EDIT: Also, if anyone would like to have more practice with these kinds of problems, try proving the identities in the right column of the handout I posted with the identities in the left column.
On May 18 2015 21:38 thecrazymunchkin wrote:Show nested quote +On May 18 2015 20:06 Maenander wrote: Nice write-up, but sin(x) = cos(pi/2-x) is pretty much evident from the definitions of sinus and cosinus, so I don't know what's to discuss. You can say that for everything in Maths. Everything is trivial to someone who understands it thoroughly. The important part here is teaching bulletproof logic.
No, Maenander is right. As Cambium eloquently wrote,
On May 18 2015 22:24 Cambium wrote: sin x = b /c
cos ( .5 pi - x ) = b /c
:.sin x = cos ( .5 pi - x )
it is quite simple to show that sin x = cos ( .5 pi - x ) from the definitions of the functions. I wouldn't go so far as to say there's nothing to discuss, though. Clearly there are some people, such as travis, that are confused and need some explanation. That's where I think you are right.
On May 18 2015 22:24 Cambium wrote: stealing this image:
Oh, are you in the same class as travis? That's nice I was able to kill two birds with one stone. Show my second page some love, too!
On May 18 2015 20:40 coverpunch wrote: It sticks better and represents a grasp of the intuition if you're able to derive it algebraically.
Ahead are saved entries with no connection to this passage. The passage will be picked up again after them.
PR #1282, opened 2026-09-02
Reduce transient allocations in hot compiler passes

Frotty:
## Summary

- bump `abstractsyntaxgen` from `623da1c60f` to `2b3d742e8a` on both the compiler and AST-generation classpaths
- replace allocation-producing iterator, stream, lambda, and collection-copy traversals with indexed access across frequently repeated IM passes
- avoid materializing combined function collections when flattening, merging locals, analyzing local-player context, and tracing Lua reachability
- preserve the required iterator for the `HashMultimap` removal view, where indexed traversal is not available and taking a snapshot would allocate more

## Affected compiler paths

- IM flattening and helper traversal
- local-variable liveness and merging
- local-player dependency analysis
- Lua dispatch preparation
- Lua garbage collection and generic-static initializer cleanup

## Motivation

These passes repeatedly traverse generated AST/IM list types across the whole program. Using their indexed access directly removes avoidable transient iterators, streams, snapshots, and aggregate sets without changing traversal order or compiler semantics.

## Validation

- Gradle build and test CI passed
- published test results passed
- Codex reviewed head `51456777b3` and reported no major issues

No source-language or backend behavior change is intended.

### DIFF
--- a/de.peeeq.wurstscript/build.gradle
+++ b/de.peeeq.wurstscript/build.gradle
@@ -98,8 +98,8 @@ dependencies {
     implementation "org.antlr:antlr4-runtime:4.13.1"
 
     // abstractsyntaxgen (available to IDE via compileOnly; used at runtime via astgen)
-    compileOnly 'com.github.peterzeller:abstractsyntaxgen:623da1c60f'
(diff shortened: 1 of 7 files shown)


Frotty:
@codex review

PR #1293, opened 2026-09-04
Fix dangling Lua enum helper calls

Frotty:
## Summary

- use WC3's native enum accessors while Lua context collectors are executing inside native callbacks
- avoid dangling references to separately garbage-collected `__wurst_GetEnum*` helpers
- cover force, group, item, and destructable collector output

## Acceptance criteria

- `ForForce` works when user code does not otherwise reference `GetEnumPlayer`
- generated context collectors contain no hidden dependency on separately emitted helper functions
- override-aware helpers remain available for replayed callbacks that call `GetEnum*`

## Checks

- focused Lua callback-helper regression set: passed
- `LuaTranslationTests`: passed
- full `test` suite: passed (completed before the request to leave the full suite to CI)
- `git diff --check`: passed

## Known gaps

- no Warcraft III client run; generated Lua and Lua runtime tests cover this compiler-emission defect


Frotty:
@codex review

PR #1295, opened 2026-09-04
Match fuzz budgets to generator shapes and assert real invariants

Frotty:
The compiler fuzz generator varies program structure with six bits of the seed (indent style, tuple, interface, module, loop, callback), giving 64 distinct shapes for single programs and 24 for cross-package ones; the rest of the seed only renames packages and changes integer literals, which reaches no new compiler path. The invocation budgets were 320/180/120 against those counts, so most invocations recompiled shapes already covered, and three of the four properties asserted only that the result was non-null.

Budgets now derive from named constants tied to what each generator can actually produce, and the weakest property is replaced by two that assert real invariants:

- `newlineStyleDoesNotAffectEmittedCode` - the same source written with LF and CRLF must emit byte-identical Jass (was: compiling the CRLF variant returns non-null).
- `compilingTwiceEmitsIdenticalCode` - recompiling the same source in one process must emit byte-identical Jass, across every generated shape rather than the handful `DeterministicChecks` pins.

Compilations drop from 684 to 408. `SmallCheckViaJUnitCoreTestNG` falls from 360.4s to 42.0s in isolation and 129.8s under full parallel load, and is no longer the suite's slowest class.

Checks: full suite green locally, 1941 tests, 0 failures, 6m34s (was 7m17s on the base branch).

Stacked on #1294 - `compileAndReadJass` uses `testNamed`, which is added there. Retarget to master once that merges.

### DIFF
--- a/de.peeeq.wurstscript/build.gradle
+++ b/de.peeeq.wurstscript/build.gradle
@@ -13,6 +13,7 @@ plugins {
     id 'eclipse'
     id 'idea'
     id 'jacoco'
+    id 'net.ltgt.errorprone' version '5.1.1'
     id 'maven-publish'
     id 'com.gradleup.shadow' version '9.2.2'
     id 'de.undercouch.download' version '5.6.0'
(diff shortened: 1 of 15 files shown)


Frotty:
@codex review

Frotty:
@codex review

PR #4008, opened 2022-03-16
Create a notification when an exporting compile fails

### LINKED ISSUE #3983: Create notification for failed exporting compile
When a compile fails that exports resources, a notification should be created by the compilation service.

This notification should say:
- Title: Compilation failed
- Message: An exporting compile has failed
- Severity: Error
- URI: a link to the compile report

andraskvr:
# Description

closes #3983 

# Self Check:

- [x] Changelog entry

# Reviewer Checklist:

### DIFF
--- a/src/inmanta/server/services/compilerservice.py
+++ b/src/inmanta/server/services/compilerservice.py
@@ -45,10 +45,9 @@ from inmanta.protocol import encode_token, methods, methods_v2
 from inmanta.protocol.common import ReturnValue
 from inmanta.protocol.exceptions import BadRequest, NotFound
 from inmanta.protocol.return_value_meta import ReturnValueWithMeta
-from inmanta.server import SLICE_COMPILER, SLICE_DATABASE, SLICE_NOTIFICATION, SLICE_TRANSPORT
+from inmanta.server import SLICE_COMPILER, SLICE_DATABASE, SLICE_TRANSPORT
 from inmanta.server import config as opt
 from inmanta.server.protocol import ServerSlice
-from inmanta.server.services.notificationservice import NotificationService
 from inmanta.server.validate_filter import CompileReportFilterValidator, InvalidFilter
 from inmanta.types import Apireturn, ArgumentTypes, JsonType, Warnings
 from inmanta.util import ensure_directory_exist
@@ -470,7 +469,6 @@ class CompilerService(ServerSlice):
     """
 
     _env_folder: str
-    _notification_service: NotificationService
 
     def __init__(self) -> None:
         super(CompilerService, self).__init__(SLICE_COMPILER)
@@ -485,7 +483,7 @@ class CompilerService(ServerSlice):
         self.listeners.append(listener)
 
     def get_dependencies(self) -> List[str]:
-        return [SLICE_DATABASE, SLICE_NOTIFICATION]
+        return [SLICE_DATABASE]
 
     def get_depended_by(self) -> List[str]:
         return [SLICE_TRANSPORT]
@@ -495,7 +493,6 @@ class CompilerService(ServerSlice):
         state_dir: str = opt.state_dir.get()
         server_state_dir = ensure_directory_exist(state_dir, "server")
         self._env_folder = ensure_directory_exist(server_state_dir, "environments")
-        self._notification_service = cast(NotificationService, server.get_slice(SLICE_NOTIFICATION))
 
     async def start(self) -> None:
         await super(CompilerService, self).start()
@@ -600,14 +597,6 @@ class CompilerService(ServerSlice):
         await asyncio.gather(*[notify(listener) for listener in self.listeners])
         await compile.update_fields(handled=True)
         LOGGER.log(const.LOG_LEVEL_TRACE, "listeners notified for %s", compile.id)
-        if compile.success is False and compile.do_export:
-            await self._notification_service.notify(
-                compile.environment,
-                title="Compilation failed",
-                message="An exporting compile has failed",
-                severity=const.NotificationSeverity.error,
-                uri=f"/api/v2/compilereport/{compile.id}",
-            )
 
     async def _recover(self) -> None:
         """Restart runs after server restart"""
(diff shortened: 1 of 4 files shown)


src/inmanta/server/services/compilerservice.py
```diff
@@ -597,6 +600,14 @@ async def notify(listener: CompileStateListener) -> None:
         await asyncio.gather(*[notify(listener) for listener in self.listeners])
         await compile.update_fields(handled=True)
         LOGGER.log(const.LOG_LEVEL_TRACE, "listeners notified for %s", compile.id)
+        if compile.success is False and compile.do_export:
```
arnaudsjs, line 603:
```suggestion
        if not compile.success and compile.do_export:
```

tests/server/test_compilerservice.py
```diff
@@ -51,6 +52,10 @@
 @pytest.fixture
 async def compilerservice(server_config, init_dataclasses_and_load_schema):
     server = Server()
+    notification_service = NotificationService()
+    await notification_service.prestart(server)
+    await notification_service.start()
+    server.add_slice(notification_service)
```
arnaudsjs, line 58: Shouldn't we also stop the notification_service?

tests/server/test_compilerservice.py
```diff
@@ -184,6 +189,10 @@ def get_runner(self, remote_id: uuid.UUID) -> HangRunner:
 
     # manual setup of server
     server = Server()
+    notification_service = NotificationService()
+    await notification_service.prestart(server)
+    await notification_service.start()
```
arnaudsjs, line 194: Same here.

tests/server/test_compilerservice.py
```diff
@@ -1013,3 +1022,34 @@ async def test_compileservice_api(client, environment):
...
+    compilerservice = server.get_slice(SLICE_COMPILER)
+    env = await data.Environment.get_by_id(uuid.UUID(environment))
+
+    result = await client.list_notifications(env.id)
+    assert result.code == 200
+    assert len(result.result["data"]) == 0
+
+    compile_id, _ = await compilerservice.request_recompile(env, False, True, uuid.uuid4())
+
+    assert await compilerservice.is_compiling(env.id) == 200
```
arnaudsjs, line 1037: This line introduces a race condition when the compile is fast. I would remove it.

tests/server/test_compilerservice.py
```diff
@@ -1013,3 +1022,34 @@ async def test_compileservice_api(client, environment):
...
+
+    async def compile_done():
```
arnaudsjs, line 1039:
```suggestion
    async def compile_done() -> bool:
```

tests/server/test_compilerservice.py
```diff
@@ -1013,3 +1022,34 @@ async def test_compileservice_api(client, environment):
...
+        res = await compilerservice.is_compiling(env.id)
+        return res == 204
+
+    await retry_limited(compile_done, 10)
+
+    async def notification_logged():
```
arnaudsjs, line 1045:
```suggestion
    async def notification_logged() -> bool:
```

tests/server/test_compilerservice.py
```diff
@@ -1013,3 +1022,34 @@ async def test_compileservice_api(client, environment):
...
+async def test_notification_on_failed_exporting_compile(server, client, environment: str) -> None:
+    compilerservice = server.get_slice(SLICE_COMPILER)
+    env = await data.Environment.get_by_id(uuid.UUID(environment))
+
+    result = await client.list_notifications(env.id)
+    assert result.code == 200
+    assert len(result.result["data"]) == 0
+
+    compile_id, _ = await compilerservice.request_recompile(env, False, True, uuid.uuid4())
+
```
arnaudsjs, line 1036: Improve readability:

```suggestion
    compile_id, _ = await compilerservice.request_recompile(env, force_update=False, do_export=True, remote_id=uuid.uuid4())

```

tests/server/test_compilerservice.py
```diff
@@ -1013,3 +1022,34 @@ async def test_compileservice_api(client, environment):
...
+    assert await compilerservice.is_compiling(env.id) == 200
+
+    async def compile_done():
+        res = await compilerservice.is_compiling(env.id)
+        return res == 204
+
+    await retry_limited(compile_done, 10)
```
arnaudsjs, line 1043:
```suggestion
    await retry_limited(compile_done, timeout=10)
```

tests/server/test_compilerservice.py
```diff
@@ -1013,3 +1022,34 @@ async def test_compileservice_api(client, environment):
...
+
+    async def notification_logged():
+        result = await client.list_notifications(env.id)
+        assert result.code == 200
+        return len(result.result["data"]) > 0
+
+    await retry_limited(notification_logged, 10)
```
arnaudsjs, line 1050:
```suggestion
    await retry_limited(notification_logged, timeout=10)
```

src/inmanta/server/services/compilerservice.py
arnaudsjs, line 603:
```suggestion
        if not compile.success and compile.do_export:
```

src/inmanta/server/services/compilerservice.py
```diff
@@ -597,6 +600,14 @@ async def notify(listener: CompileStateListener) -> None:
...
+            await self._notification_service.notify(
```
arnaudsjs, line 604: Why did we add this code in the `_notify_listeners()` method? It breaks a bit the cohesion of the method in the sense that this call has nothing to do with listeners. But maybe there is a good reason for this. Is it because this method is always invoked, even when the server restarts?

arnaudsjs (changes requested):

src/inmanta/server/services/compilerservice.py
arnaudsjs: If we did it for the above-mentioned reason, we should execute `await compile.update_fields(handled=True)` after sending the notification.

wouterdb: I agree that this is not the right place, but that instead it should be a listener that this slice registers to itself or the notification service register to this slice.

wouterdb (changes requested):

wouterdb (approved):

arnaudsjs (approved):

Yes, I agree. On exams especially, where you need to demonstrate your knowledge to the professor, the geometric reasoning isn't nearly as impressive. One should ideally be able to think about these problems both algebraically and geometrically.
On May 18 2015 20:40 coverpunch wrote: In US colleges, stuff like this also tends to be a way of weeding out untalented or unmotivated students. If you can't derive this using the other identities and/or you don't want to try, then you don't have the ability or work ethic to succeed in a mathematical career. Both because the material gets much harder when you hit analysis, and it's masochistic to try if you don't know how these fundamental things are related to each other.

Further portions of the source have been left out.